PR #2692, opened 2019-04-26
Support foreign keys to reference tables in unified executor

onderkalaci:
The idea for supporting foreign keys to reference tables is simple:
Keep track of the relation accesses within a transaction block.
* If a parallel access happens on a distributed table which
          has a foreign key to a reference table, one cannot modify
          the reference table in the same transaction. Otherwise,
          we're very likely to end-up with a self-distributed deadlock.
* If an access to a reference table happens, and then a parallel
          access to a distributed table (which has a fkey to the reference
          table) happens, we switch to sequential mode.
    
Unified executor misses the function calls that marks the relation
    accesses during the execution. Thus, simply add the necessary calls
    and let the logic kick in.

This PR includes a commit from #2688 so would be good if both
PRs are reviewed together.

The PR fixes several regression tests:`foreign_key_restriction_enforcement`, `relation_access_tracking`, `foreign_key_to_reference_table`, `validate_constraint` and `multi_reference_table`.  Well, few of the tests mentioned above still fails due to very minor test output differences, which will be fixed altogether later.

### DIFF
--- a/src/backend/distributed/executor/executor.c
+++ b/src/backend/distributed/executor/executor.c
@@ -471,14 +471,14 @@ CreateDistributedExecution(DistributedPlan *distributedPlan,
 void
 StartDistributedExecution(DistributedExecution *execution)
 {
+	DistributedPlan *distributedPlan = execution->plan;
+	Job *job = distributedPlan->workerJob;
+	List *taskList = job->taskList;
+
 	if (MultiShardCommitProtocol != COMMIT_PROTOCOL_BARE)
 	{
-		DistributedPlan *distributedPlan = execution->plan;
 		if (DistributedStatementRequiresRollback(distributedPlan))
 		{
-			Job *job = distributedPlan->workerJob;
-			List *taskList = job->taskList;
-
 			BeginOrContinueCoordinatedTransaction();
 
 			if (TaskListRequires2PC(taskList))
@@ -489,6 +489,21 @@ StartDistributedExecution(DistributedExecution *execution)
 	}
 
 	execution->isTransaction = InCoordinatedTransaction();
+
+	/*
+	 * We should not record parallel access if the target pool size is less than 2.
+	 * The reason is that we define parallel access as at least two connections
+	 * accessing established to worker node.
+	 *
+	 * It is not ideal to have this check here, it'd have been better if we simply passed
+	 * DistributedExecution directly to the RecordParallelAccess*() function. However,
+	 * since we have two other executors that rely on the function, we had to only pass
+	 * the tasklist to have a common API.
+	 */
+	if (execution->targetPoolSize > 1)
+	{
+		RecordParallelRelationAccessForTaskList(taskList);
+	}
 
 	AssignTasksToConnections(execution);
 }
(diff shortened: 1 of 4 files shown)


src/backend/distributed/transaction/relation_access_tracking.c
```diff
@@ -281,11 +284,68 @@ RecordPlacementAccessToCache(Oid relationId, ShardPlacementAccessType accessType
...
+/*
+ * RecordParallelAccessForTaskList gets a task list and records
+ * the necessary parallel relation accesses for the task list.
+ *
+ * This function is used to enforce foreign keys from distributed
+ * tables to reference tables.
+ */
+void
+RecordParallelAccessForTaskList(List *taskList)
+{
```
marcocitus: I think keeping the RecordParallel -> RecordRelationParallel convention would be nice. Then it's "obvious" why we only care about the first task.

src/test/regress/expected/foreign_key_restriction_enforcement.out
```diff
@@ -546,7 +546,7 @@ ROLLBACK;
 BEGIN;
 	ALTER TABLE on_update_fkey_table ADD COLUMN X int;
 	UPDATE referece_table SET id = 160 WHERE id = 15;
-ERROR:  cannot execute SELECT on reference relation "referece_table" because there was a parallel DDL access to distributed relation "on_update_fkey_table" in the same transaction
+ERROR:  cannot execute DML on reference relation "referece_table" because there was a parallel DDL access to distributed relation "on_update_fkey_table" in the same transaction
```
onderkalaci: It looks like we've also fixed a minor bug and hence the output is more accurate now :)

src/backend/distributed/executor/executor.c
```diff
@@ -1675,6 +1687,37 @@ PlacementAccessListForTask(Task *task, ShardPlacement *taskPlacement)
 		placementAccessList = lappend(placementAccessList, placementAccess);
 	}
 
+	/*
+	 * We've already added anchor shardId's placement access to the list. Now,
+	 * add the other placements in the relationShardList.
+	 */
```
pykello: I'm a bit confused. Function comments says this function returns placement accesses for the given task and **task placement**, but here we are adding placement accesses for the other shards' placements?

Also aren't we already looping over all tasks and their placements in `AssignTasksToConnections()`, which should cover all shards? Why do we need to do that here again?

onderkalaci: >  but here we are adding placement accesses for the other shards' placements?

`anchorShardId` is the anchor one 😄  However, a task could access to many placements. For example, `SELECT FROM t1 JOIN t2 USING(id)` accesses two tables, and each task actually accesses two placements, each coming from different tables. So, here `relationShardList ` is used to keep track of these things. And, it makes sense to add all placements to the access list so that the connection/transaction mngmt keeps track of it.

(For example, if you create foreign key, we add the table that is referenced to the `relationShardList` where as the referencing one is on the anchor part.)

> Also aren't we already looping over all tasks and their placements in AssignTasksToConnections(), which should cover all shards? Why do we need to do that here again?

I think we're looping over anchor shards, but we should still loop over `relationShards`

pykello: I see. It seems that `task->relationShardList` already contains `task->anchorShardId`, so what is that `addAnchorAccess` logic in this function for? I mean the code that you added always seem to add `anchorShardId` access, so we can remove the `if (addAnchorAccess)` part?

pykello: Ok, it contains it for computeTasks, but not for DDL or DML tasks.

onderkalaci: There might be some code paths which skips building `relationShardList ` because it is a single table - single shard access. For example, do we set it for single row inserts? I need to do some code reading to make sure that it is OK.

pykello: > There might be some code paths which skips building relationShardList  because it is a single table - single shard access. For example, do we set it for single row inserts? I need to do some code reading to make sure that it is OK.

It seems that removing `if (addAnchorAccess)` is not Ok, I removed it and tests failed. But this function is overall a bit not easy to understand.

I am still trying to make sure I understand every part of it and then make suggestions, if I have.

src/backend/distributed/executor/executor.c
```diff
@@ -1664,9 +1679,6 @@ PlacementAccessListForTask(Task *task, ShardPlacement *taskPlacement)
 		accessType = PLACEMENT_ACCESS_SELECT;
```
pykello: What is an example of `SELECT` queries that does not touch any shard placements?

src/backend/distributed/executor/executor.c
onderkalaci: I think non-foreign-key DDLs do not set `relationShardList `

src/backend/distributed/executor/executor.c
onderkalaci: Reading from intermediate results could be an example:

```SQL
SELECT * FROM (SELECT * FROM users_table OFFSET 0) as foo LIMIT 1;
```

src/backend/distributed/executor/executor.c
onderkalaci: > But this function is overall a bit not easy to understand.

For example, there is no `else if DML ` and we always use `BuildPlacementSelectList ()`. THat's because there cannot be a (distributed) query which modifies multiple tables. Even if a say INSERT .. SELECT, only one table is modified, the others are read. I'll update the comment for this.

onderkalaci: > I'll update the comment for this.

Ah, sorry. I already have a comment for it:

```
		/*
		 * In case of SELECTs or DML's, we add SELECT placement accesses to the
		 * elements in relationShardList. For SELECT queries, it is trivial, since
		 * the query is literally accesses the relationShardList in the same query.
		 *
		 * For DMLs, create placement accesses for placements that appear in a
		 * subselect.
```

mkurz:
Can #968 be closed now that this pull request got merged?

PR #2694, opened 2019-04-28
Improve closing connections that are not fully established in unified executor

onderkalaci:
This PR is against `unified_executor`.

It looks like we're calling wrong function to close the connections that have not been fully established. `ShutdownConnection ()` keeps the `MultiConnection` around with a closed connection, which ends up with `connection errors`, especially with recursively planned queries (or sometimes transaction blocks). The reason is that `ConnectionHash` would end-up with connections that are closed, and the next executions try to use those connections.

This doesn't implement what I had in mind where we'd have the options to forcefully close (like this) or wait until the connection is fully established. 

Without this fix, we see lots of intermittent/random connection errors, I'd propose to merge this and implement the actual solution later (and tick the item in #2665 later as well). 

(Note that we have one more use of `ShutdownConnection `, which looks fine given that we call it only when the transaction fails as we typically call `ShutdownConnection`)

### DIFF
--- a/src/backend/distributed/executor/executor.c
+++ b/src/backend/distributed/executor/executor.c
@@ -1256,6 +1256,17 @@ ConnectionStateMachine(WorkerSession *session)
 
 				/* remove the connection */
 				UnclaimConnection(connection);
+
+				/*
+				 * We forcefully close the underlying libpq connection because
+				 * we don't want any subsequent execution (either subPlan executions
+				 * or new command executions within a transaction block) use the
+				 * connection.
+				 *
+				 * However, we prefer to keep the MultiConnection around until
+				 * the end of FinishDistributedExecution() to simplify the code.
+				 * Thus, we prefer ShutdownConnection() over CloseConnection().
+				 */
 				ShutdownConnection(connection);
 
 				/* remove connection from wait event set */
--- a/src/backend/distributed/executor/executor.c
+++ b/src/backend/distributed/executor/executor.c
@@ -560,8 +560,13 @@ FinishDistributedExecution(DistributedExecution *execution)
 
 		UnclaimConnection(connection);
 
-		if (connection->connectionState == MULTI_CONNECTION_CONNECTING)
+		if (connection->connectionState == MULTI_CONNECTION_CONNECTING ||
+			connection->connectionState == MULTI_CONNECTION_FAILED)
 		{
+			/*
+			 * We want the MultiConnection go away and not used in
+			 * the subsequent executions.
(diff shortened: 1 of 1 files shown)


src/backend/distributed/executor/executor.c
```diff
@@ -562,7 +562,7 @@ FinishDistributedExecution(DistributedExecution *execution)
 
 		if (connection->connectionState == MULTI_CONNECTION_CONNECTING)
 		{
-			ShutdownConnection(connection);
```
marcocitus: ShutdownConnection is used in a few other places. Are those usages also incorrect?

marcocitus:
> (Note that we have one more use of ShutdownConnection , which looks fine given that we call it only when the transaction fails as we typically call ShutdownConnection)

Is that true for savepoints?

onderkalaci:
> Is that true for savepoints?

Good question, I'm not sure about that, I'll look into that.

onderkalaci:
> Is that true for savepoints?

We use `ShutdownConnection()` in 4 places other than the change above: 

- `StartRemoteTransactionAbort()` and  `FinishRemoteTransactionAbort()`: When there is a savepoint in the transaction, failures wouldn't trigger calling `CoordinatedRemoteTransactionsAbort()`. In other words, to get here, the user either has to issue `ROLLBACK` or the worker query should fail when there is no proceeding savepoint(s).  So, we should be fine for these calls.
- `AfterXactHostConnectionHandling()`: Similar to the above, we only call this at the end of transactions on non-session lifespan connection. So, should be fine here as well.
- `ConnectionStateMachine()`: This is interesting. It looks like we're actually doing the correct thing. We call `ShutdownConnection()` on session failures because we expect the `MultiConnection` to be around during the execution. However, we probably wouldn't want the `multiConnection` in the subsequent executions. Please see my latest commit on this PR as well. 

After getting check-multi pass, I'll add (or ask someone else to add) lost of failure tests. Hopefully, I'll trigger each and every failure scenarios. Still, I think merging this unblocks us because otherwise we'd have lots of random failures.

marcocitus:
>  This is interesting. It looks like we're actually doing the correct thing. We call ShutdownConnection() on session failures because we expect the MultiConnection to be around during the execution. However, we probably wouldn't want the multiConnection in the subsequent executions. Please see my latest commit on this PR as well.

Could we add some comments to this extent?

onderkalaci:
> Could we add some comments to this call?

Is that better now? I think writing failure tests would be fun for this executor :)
========================================
> _TASK DESCRIPTION_
As the answer, set down only the lines from the data above between the one holding "least two connections" and the one holding "marcocitus: I think", inclusive, exactly as they read.

> _SOLUTION FOR THIS PROBLEM_
+	 * The reason is that we define parallel access as at least two connections
+	 * accessing established to worker node.
+	 *
+	 * It is not ideal to have this check here, it'd have been better if we simply passed
+	 * DistributedExecution directly to the RecordParallelAccess*() function. However,
+	 * since we have two other executors that rely on the function, we had to only pass
+	 * the tasklist to have a common API.
+	 */
+	if (execution->targetPoolSize > 1)
+	{
+		RecordParallelRelationAccessForTaskList(taskList);
+	}
 
 	AssignTasksToConnections(execution);
 }
(diff shortened: 1 of 4 files shown)


src/backend/distributed/transaction/relation_access_tracking.c
```diff
@@ -281,11 +284,68 @@ RecordPlacementAccessToCache(Oid relationId, ShardPlacementAccessType accessType
...
+/*
+ * RecordParallelAccessForTaskList gets a task list and records
+ * the necessary parallel relation accesses for the task list.
+ *
+ * This function is used to enforce foreign keys from distributed
+ * tables to reference tables.
+ */
+void
+RecordParallelAccessForTaskList(List *taskList)
+{
```
marcocitus: I think keeping the RecordParallel -> RecordRelationParallel convention would be nice. Then it's "obvious" why we only care about the first task.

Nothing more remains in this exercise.